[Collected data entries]
PR #165, opened 2022-07-02
Aduminuc selective traces

aduminuc:
- Per module selective tracing
- aggregation of feature enum in specs
- Still miss the selective tracing for spec diffs and spec reconstruction


backend/pkg/modules/internal/traceanalyzer/traceanalyzer.go
```diff
@@ -548,6 +548,39 @@ func (h httpHandler) GetApiFindings(w http.ResponseWriter, r *http.Request, apiI
 	json.NewEncoder(w).Encode(apiFindings)
 }
 
+func (h httpHandler) StartTraceAnalyis(w http.ResponseWriter, r *http.Request, apiID oapicommon.ApiID) {
```
klyr, line 551: Typo: s/TraceAnalyis/TraceAnalysis/g, in all files

api/swagger.yaml
```diff
@@ -331,7 +331,7 @@ definitions:
       - ALERT_INFO
       - ALERT_WARN
       - ALERT_CRITICAL
-
+
```
klyr, line 334:
```suggestion
```

api3/core/openapi.yaml
```diff
@@ -772,6 +783,42 @@ components:
...
+      - featureName
+
+    APIClarityFeatureEnum:
+      description: 'APIClarity Feature Name'
+      type: string
+      enum:
+        - specreconstructor
+        - specdiffs
+        
+    APIClarityFeatureOperationEnum:
```
akpsgit, line 816: this is not used

api3/core/openapi.yaml
```diff
@@ -772,6 +783,42 @@ components:
...
+            $ref: '#/components/schemas/APIClarityFeature'
+    APIClarityFeature:
+      type: 'object'
+      properties:
+        featureName:
+          $ref: '#/components/schemas/APIClarityFeatureEnum'
+        featureDescription:
+          description: "Short human readable description of the feature"
+          type: string
+        hostsToTrace:
```
akpsgit, line 802: we should add a description to this. e.g. "List of hosts (with ports) that the feature requires to get trace for"

api/swagger.yaml
```diff
@@ -547,6 +586,15 @@ paths:
               $ref: '#/definitions/SpecDiffTime'
         default:
           $ref: '#/responses/UnknownError'
+          
+  /features:
+    get:
+      summary: 'Get the list of APIClarity features'
```
akpsgit, line 592: I saw that there is an unused feature operation enum (APIClarityFeatureOperationEnum). is this list of enabled (added) features, or list of all features known to the system?
Should this be "Get the list of APIClarity active features"?

backend/pkg/backend/backend.go
```diff
@@ -85,6 +86,16 @@ func createDatabaseConfig(config *_config.Config) *_database.DBConfig {
 
 const defaultChanSize = 100
 
+func getCoreFeatures() []modules.ModuleInfo {
+	features := []modules.ModuleInfo{
+		{
+			Name:        "specreconstructor",
```
akpsgit, line 92: please use APIClarityFeatureEnumSpecreconstructor

backend/pkg/backend/backend.go
```diff
@@ -57,17 +58,17 @@ type Backend struct {
 	monitor             *k8smonitor.Monitor
 	apiInventoryLock    sync.RWMutex
 	dbHandler           _database.Database
-	modules             modules.Module
+	modulesWrapper      modules.Module
```
akpsgit, line 61: a bit confused, modules.Module isn't the interface for a single module implementation? why is a modules wrapper?

api/swagger.yaml
aduminuc: This is the list of features known by the system , so for a given running instance of APIClarity the list is always the same.

OperationEnum is a left over of the PUT operation and I am removing it

backend/pkg/backend/backend.go
aduminuc: The module and the modulesWrapper share the same interface. backend calls functions on the wrapper which in turn dispatches them to each of the modules.

api3/core/openapi.yaml
aduminuc: leftover. Removing it.

backend/pkg/backend/backend.go
aduminuc: Done

backend/pkg/modules/internal/bfla/bfladetector/learn_and_detect_bfla_test.go
```diff
@@ -115,9 +115,9 @@ func initBFLADetector(ctrl *gomock.Controller, backendAccessor *core.MockBackend
 	}).AnyTimes()
 	backendAccessor.EXPECT().CreateAPIEventAnnotations(ctx, gomock.Any(), gomock.Any(), gomock.Any()).AnyTimes()
 	backendAccessor.EXPECT().GetAPIInfoAnnotation(ctx, gomock.Any(), gomock.Any(), gomock.Any()).AnyTimes()
-	ctrlNotifier := bfladetector.NewControllerNotifier(backendAccessor)
+	ctrlNotifier := bfladetector.NewControllerNotifier("bfla", backendAccessor)
```
akpsgit, line 118: Several questions:
1. why the method called ControllerNotifier?
2. maybe it's better to have the names returned statically inside the modules in the Name() method?
3. should these names align to the generated API enums?

tools/spec-aggregator/main.go
```diff
@@ -85,11 +86,15 @@ func aggregateGlobalSpecs() {
 	/* loading corespec and then enriching it with the module spec elements */
 	coreSpec := loadSpec(rootPath+"/"+coreSpecPath, true)
 
+	featureEnum := coreSpec.Components.Schemas[featureEnumName]
+	_ = featureEnum
```
akpsgit, line 90: featureEnum is not used right (this was needed to suppress the warning)?

backend/pkg/modules/internal/core/modules.go
```diff
@@ -78,13 +86,14 @@ func NewAccessor(dbHandler *database.Handler, clientset kubernetes.Interface) Ba
 		n.Start(context.Background())
 	}
 
-	return &accessor{dbHandler, clientset, n}
+	return &accessor{dbHandler, clientset, n, samplingManager}
```
akpsgit, line 89: better:
```
	return &accessor{
		dbHandler: dbHandler,
		clientset: clientset,
		notifier: n,
		samplingManager: samplingManager,
	}
```

aduminuc: ack. Fixing it.

backend/pkg/modules/internal/bfla/bfladetector/learn_and_detect_bfla_test.go
akpsgit: sounds good :)

api3/core/openapi.yaml
akpsgit: its host:port
I think that we can put a description similar to the trace manager api:
https://github.com/openclarity/trace-sampling-manager/blob/main/api/swagger.yaml#L36

backend/pkg/backend/backend.go
akpsgit: I see that the same interface can be used, but i think that the code is not very readable this way, because when we go to the interface description, it's says that it's an interface for a specific module. Maybe we shouldn't abstract it and call the wrapper struct directly (maybe worth to rename it to moduleManager or something), or create a separate interface if we need mocks for testing. WDYT?

aduminuc: I'll create another interface that refers to this one, so it will be clear

api3/core/openapi.yaml
aduminuc: I took a look at the envoy plugin code https://github.com/openclarity/wasm-filters/blob/0ae3f8fe2e4e89068c617d145b6086651ed48ac2/src/trace/main.go and I've found this. If I read it correctly this assumes that the hostsToTrace contain just the host part and not host:port. Is it correct?

`func (ctx *TraceFilterContext) shouldTrace() bool {
	if !ctx.isHostFixed {
		return true
	}
	if !ctx.enableTraceSampling {
		return true
	}

	_, foundInApiToTrace := ctx.hostsToTrace[ctx.Telemetry.Request.Host]
	// check if we should trace all hosts
	_, shouldTraceAll := ctx.hostsToTrace["*"]

	if !foundInApiToTrace && !shouldTraceAll {
		proxywasm.LogDebugf("Host should not be traced. host=%v, foundInApiToTrace=%v, shouldTraceAll=%v",
			ctx.Telemetry.Request.Host, foundInApiToTrace, shouldTraceAll)
		return false
	}
	proxywasm.LogDebugf("Host should be traced. host=%v, foundInApiToTrace=%v, shouldTraceAll=%v",
		ctx.Telemetry.Request.Host, foundInApiToTrace, shouldTraceAll)
	return true
}`

aduminuc: OK, making the needed changes to handle host:port

akpsgit (approved):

Exercise details -
Lines above with the string "ResponseWriter" need to be found and copied.

Answer for the task -
@@ -548,6 +548,39 @@ func (h httpHandler) GetApiFindings(w http.ResponseWriter, r *http.Request, apiI
+func (h httpHandler) StartTraceAnalyis(w http.ResponseWriter, r *http.Request, apiID oapicommon.ApiID) {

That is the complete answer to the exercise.